Due to a global shortage of chips, used vehicle prices have been soaring, leading to a decrease in availability among new vehicles and an increase in the trade-in values for older or used vehicles.
According to the popular car research website, Edmunds, the average value of used vehicles traded in reached a record high number in March. Trade-ins averaged about $17,080 for the month, increasing about 21% from the same period one year earlier.
The global chip shortage has primarily caused this, as it has obstructed the auto industry’s ability to produce and manufacture new vehicles. As a result, this has motivated individuals to shop for used vehicles, causing prices to soar. The global chip shortage occurred due to the COVID-19 pandemic’s disruption on the supply chain. In turn, this has caused a disruption in new vehicle production, but it has also caused car-shopper demand to surge.

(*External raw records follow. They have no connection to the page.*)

PR #2968, opened 2017-12-18
About dialog build architecture fix #2948

### LINKED ISSUE #2948: no easy way to check if installed version is 32 or 64bit
In the client updater we also check already for which architecture the package was compiled for I guess.
It would be nice to expose that information in the `About` window next to the version number, too.

Very helpful for troubleshooting instead trying to find other indicators to make sure.

KBGrammer:
## Related Ticket(s)
- Fixes #2948

The About dialog does not currently display the build architecture.

About dialog has a new item called "Build Architecture" that calls buildAbi() and returns the architecture that Qt was build for, which I expect is the same as the cockatrice application. There's another way to get this information about the cockatrice application itself by checking which of Q_PROCESSOR_X86_32 and Q_PROCESSOR_X86_64 is defined. The buildAbi() way is consistent with how this information is gathered for application updates (see releasechannel.cpp).

## Screenshots
about_dialog

### DIFF
--- a/cockatrice/src/window_main.cpp
+++ b/cockatrice/src/window_main.cpp
@@ -283,7 +283,7 @@ void MainWindow::actExit()
 void MainWindow::actAbout()
 {
     QMessageBox mb(QMessageBox::NoIcon, tr("About Cockatrice"), QString(
-	"<font size=\"8\"><b>Cockatrice</b></font>(" + QString::fromStdString(BUILD_ARCHITECTURE) + ")<br>"
+	"<font size=\"8\"><b>Cockatrice</b></font> (" + QString::fromStdString(BUILD_ARCHITECTURE) + ")<br>"
         + tr("Version") + QString(" %1").arg(VERSION_STRING)
         + "<br><br><b><a href='" + GITHUB_PAGES_URL + "'>" + tr("Cockatrice Webpage") + "</a></b><br>"
         + "<br><br><b>" + tr("Project Manager:") + "</b><br>Gavin Bisesi<br><br>"
--- a/cockatrice/src/window_main.cpp
+++ b/cockatrice/src/window_main.cpp
@@ -32,6 +32,7 @@
 #include <QApplication>
 #include <QtNetwork>
 #include <QtConcurrent>
+#include <QSysInfo>
 
 #include "main.h"
 #include "window_main.h"
--- a/cockatrice/src/window_main.cpp
+++ b/cockatrice/src/window_main.cpp
@@ -32,7 +32,6 @@
 #include <QApplication>
 #include <QtNetwork>
 #include <QtConcurrent>
-#include <QSysInfo>
 
 #include "main.h"
 #include "window_main.h"
@@ -282,7 +281,6 @@ void MainWindow::actExit()
 
 void MainWindow::actAbout()
 {
-    QString arch = QSysInfo::buildAbi().split('-')[0];
     QMessageBox mb(QMessageBox::NoIcon, tr("About Cockatrice"), QString(
         "<font size=\"8\"><b>Cockatrice</b></font><br>"
         + tr("Version") + QString(" %1").arg(VERSION_STRING)
@@ -299,7 +297,14 @@ void MainWindow::actAbout()
         + "<a href='" + GITHUB_ISSUES_URL + "'>" + tr("Report an Issue") + "</a><br>"
         + "<a href='" + GITHUB_TROUBLESHOOTING_URL + "'>" + tr("Troubleshooting") + "</a><br>"
         + "<a href='" + GITHUB_FAQ_URL + "'>" + tr("F.A.Q.") + "</a><br>")
-        + "<br><b>" + tr("Build Architecture:") + "</b><br>" + arch + "<br>",
+        + "<br><b>" + tr("Build Architecture:") +
+#ifdef Q_PROCESSOR_X86_32
+        + "</b><br>X86_32<br>",
+#elif defined(Q_PROCESSOR_X86_64)
+       + "</b><br>X86_64<br>",
+#else
+       + "</b><br>unknown<br>",
+#endif
         QMessageBox::Ok, this
     );
     mb.setIconPixmap(QPixmap("theme:cockatrice").scaled(64, 64));
--- a/cockatrice/src/window_main.cpp
+++ b/cockatrice/src/window_main.cpp
@@ -281,6 +281,7 @@ void MainWindow::actExit()
 
 void MainWindow::actAbout()
 {
+    QString arch = QSysInfo::buildAbi().split('-')[0];
     QMessageBox mb(QMessageBox::NoIcon, tr("About Cockatrice"), QString(
         "<font size=\"8\"><b>Cockatrice</b></font><br>"
         + tr("Version") + QString(" %1").arg(VERSION_STRING)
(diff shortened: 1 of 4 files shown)


KBGrammer:
This is failing in travis because `QSysInfo::buildAbi()` was added in Qt 5.4 and travis uses 5.2.1, so it's throwing an error that `‘buildAbi’ is not a member of ‘QSysInfo’`. This code compiles just fine on my version of Linux Mint. Identical code appears in `releasechannel.cpp` but it's inside an `#ifdef` wrapper that checks to see if it's building for Windows so travis never sees it.

What should I do next? I could put it inside a wrapper that checks for Windows, but then Linux and OSX need their own solution. It's possible that the `Q_PROCESSOR_X86_32` / `Q_PROCESSOR_X86_64` solution works instead. I'm pushing that version now.

KBGrammer:
I've been using cockatrice for a few years now, so I thought I might as well contribute something.

Not a problem on the location of this information on the About dialog. I figured it would be better in a place like that in the end but just demonstrating it works was a good first step.

In looking up how to do this, I came across a large list of `#defines` for various architectures. Adding something for ARM will not be a problem.

cockatrice/src/window_main.cpp
```diff
@@ -296,7 +296,15 @@ void MainWindow::actAbout()
         + "<b>" + tr("Support:") + "</b><br>"
         + "<a href='" + GITHUB_ISSUES_URL + "'>" + tr("Report an Issue") + "</a><br>"
         + "<a href='" + GITHUB_TROUBLESHOOTING_URL + "'>" + tr("Troubleshooting") + "</a><br>"
-        + "<a href='" + GITHUB_FAQ_URL + "'>" + tr("F.A.Q.") + "</a><br>"),
+        + "<a href='" + GITHUB_FAQ_URL + "'>" + tr("F.A.Q.") + "</a><br>")
+        + "<br><b>" + tr("Build Architecture:") +
+#ifdef Q_PROCESSOR_X86_32
+        + "</b><br>X86_32<br>",
```
Daenyth: Can you use "32 bit" and "64 bit" please? Our users will understand that better

tooomm:
The problem with missing dll's or not working installers because of architecture mismatches for some users are a windows-only problem. Linux and macOS versions of Cockatrice are always 64bit... so there should be nothing wrong with using the same code from the updater and wrapping it with `ifdef` to have it on Windows only.

**Or do we want to display it always for all operating systems?**
How do other Linux/macOS applications handle this?

<br>

>This is failing in travis because QSysInfo::buildAbi() was added in Qt 5.4 and travis uses 5.2.1

Manually updating Qt on travis is not possible for us unless we switch to the slower `sudo: enabled` build infrastructure. And downloading and installing the huge Qt package might slow things down even more.
But with the next upcoming travis update to 16.04 LTS they'll support Qt5.5.1 at least.
It's "around the corner" they say...

KBGrammer:
The `Q_PROCESSOR` version works in travis currently, at least. I'm exclusively using Linux, and the `Q_PROCESSOR` version works when I compile my copy locally. I did not find any suggestion that `Q_PROCESSOR` would work on Linux but not Windows or Mac, and I believe it's just part of a comprehensive list of architecture flags. There are other flags in the same family that would signify ARM and others, so I expect that going this route should provide a platform independent way to say "Cockatrice - <something>" at the top of the About dialog, and provide similar information in the debug logs.

I think a virtue of the `Q_PROCESSOR` version is that it's Qt's way of having an application directly convey this information about itself, whereas `buildAbi` is giving you that information about the Qt library that was used to build the application instead.

tooomm:
`Q_Processor` works on Windows, too:
- Q_PROCESSOR:
     - 32:
q32
    - 64:
q64

- buildAbi()
    - 32:
b32
     - 64: 
b64

<br>

>Also, if they're on an ARM chip we should have information for them as well.

Will Cockatrice run on ARM at all? I honestly can't tell. :D
I know that @ctrlaltca had some hacks ongoing to make a partially working app for Android...

KBGrammer:
The About dialog is updated as follows:
about

There's a new function in `logger.cpp` called `getBuildArchitecture` that adds three new lines to the logger dialog screen, command line, and the log file. When the logger dialog is closed and re-opened such that the text is cleared, these three lines are appended to the beginning of a new log just like the client version is currently. The top of the logger stream now looks like this:

> Client Version: 2.4.1-custom_accd39f (2017-12-17)
Client Operating System: Linux
Build Architecture: 64-bit
Qt Version: 5.5.1

Possible results for Client OS are Linux, macOS, Windows, Android, and "unknown". Possible results for Build Architecture are 64-bit, 32-bit, ARM, and "unknown". The Qt version is taken from the defined string `QT_VERSION_STR`, since I figured that might be useful information if someone were to share a log file if they're having problems. Other possibilities can be found here: http://doc.qt.io/qt-5/qtglobal.html, though none looked like they would be obviously useful.

cockatrice/src/window_main.cpp
```diff
@@ -281,8 +281,17 @@ void MainWindow::actExit()
 
 void MainWindow::actAbout()
 {
+#if   defined(Q_PROCESSOR_X86_32)
```
Daenyth: Shouldn't this section be invoking `getBuildArchitecture` instead of repeating the ifdef logic?

KBGrammer: In the same way that `getClientVersion` writes the string "Client Version: 2.4.1-custom_accd39f (2017-12-17)", `getBuildArchitecture` writes all three of the other lines. I think that having those #defines there is analogous to how the client version is added to the About dialog via `QString(" %1").arg(VERSION_STRING)`.

In the interest of having one set of `#ifdef` in one place for these, perhaps it makes more sense to add two more defined strings for `CLIENT_OS` and `BUILD_ARCHITECTURE` so that both `getBuildArchitecture` and `actAbout` are just returning whatever string is stored in those?

Daenyth: Yes please, I really prefer to avoid propagating ifdefs around the codebase because it usually means we are missing some encapsulation or abstraction that would make things more readable and maintainable

tooomm:
>Possible results for Client OS are Linux, macOS, Windows, Android, and "unknown"

`Q_OS_*` should only return the operating system during compile time, not on run time...
So "**Client** Operating System" is not correct and having it only display very general information isn't too helpful after all. Also, it returns no further details about the used version which is very much needed for troubleshooting, our main use case of the log.

Therefore I suggest to use [QSysInfo::prettyProductName()](http://doc.qt.io/qt-5/qsysinfo.html#prettyProductName) there instead.
It should return more useful details like `"Windows 10 (10.0)"` or `"Fedora 26 (26)"` as the **running client os**!
I know - same as all QSysInfo - it's Qt 5.4+ only. But we can include it for newer Qt versions at least, it's only the old, automated Ubuntu 14.04 version left out right now.
It's not too bad if we display nothing for that Ubuntu build with Qt5.2 right now, it has a very low user count and it'll get updated to 16.04 with Qt5.5 anyway soon... on all other recent platforms it works. 👍 
(Build architecture should stay q_processor!)

>Possible results for Build Architecture are 64-bit, 32-bit, ARM, and "unknown"

Question still stands: Do we need to cover ARM at all?

<br>

Good idea with showing off the Qt version in the logs, too! 👍 
I agree, it might be the only other useful one they have there.

KBGrammer:
`QSysInfo::prettyProductName()` would have to sit inside a Qt version check wrapper for now, but there's a `#define` for that. I'll put something together later today that consolidates to one set of `#ifdef` and works better for 5.4+.

KBGrammer:
There is not a single set of `#define` for 64, 32, and ARM as mentioned above. This same `#define` is used in the About dialog generation and the previous screen shot shows what this looks like. There's a new function that grabs `QSysInfo::prettyProductName()` if the Qt version is 5.4 or higher, and returns an empty string otherwise. If the returned string here is empty, then the OS information is skipped in the logger and it moves on to Build Architecture and the Qt version.

tooomm:
```
Client Version: 2.4.1-custom_61698b7 (2017-12-20)
Build Architecture: 64-bit
Qt Version: 5.9.2
```

Which os will it return for your "Linux"? @KBGrammer

KBGrammer:
I'm not on that machine right now, but it was something along the lines of "Ubuntu Linux 14.04.5 (LTS 14.04)".

tooomm:
That log info sounds way more helpful for troubleshooting! 👍 

Does it return something as useful for mac, too @ZeldaZach?

ZeldaZach:
screenshot 2018-01-10 13 42 28

```
Client Version: 2.4.1-custom_1b4a607 (2017-12-19)
Client Operating System: macOS 10.13
Build Architecture: 64-bit
Qt Version: 5.7.1
```

I'm fine with this

Daenyth:
And potentially we want to `tr` some stuff but again, we can fix that later if needed

ZeldaZach:
@Daenyth I can fix up the names/tr's myself and then merge this in later

tooomm:
@KBGrammer Thanks again! This should help with troubleshooting a lot. :)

Additionally, the market for certified pre-owned vehicles is highly advantageous to car-sellers currently. According to Cox Automotive, used vehicle sales increased about 36% from February to March, allowing for total used vehicle sales to increase about 117% from March 2020. On the other hand, the amount of new vehicles available for sale has decreased 36% since March 2020, and new vehicle inventory has decreased more than 15% since the global chip shortage occurred.
Clearly, now is a great time for consumers to sell their used vehicles, as well as to make new car purchases. Ivan Drury, Edmunds’ senior manager of insights, stated that the “inventory situation is not going to get any better any time soon, and consumers could essentially be wiping away multiple car payments with the added value of their trade-in.”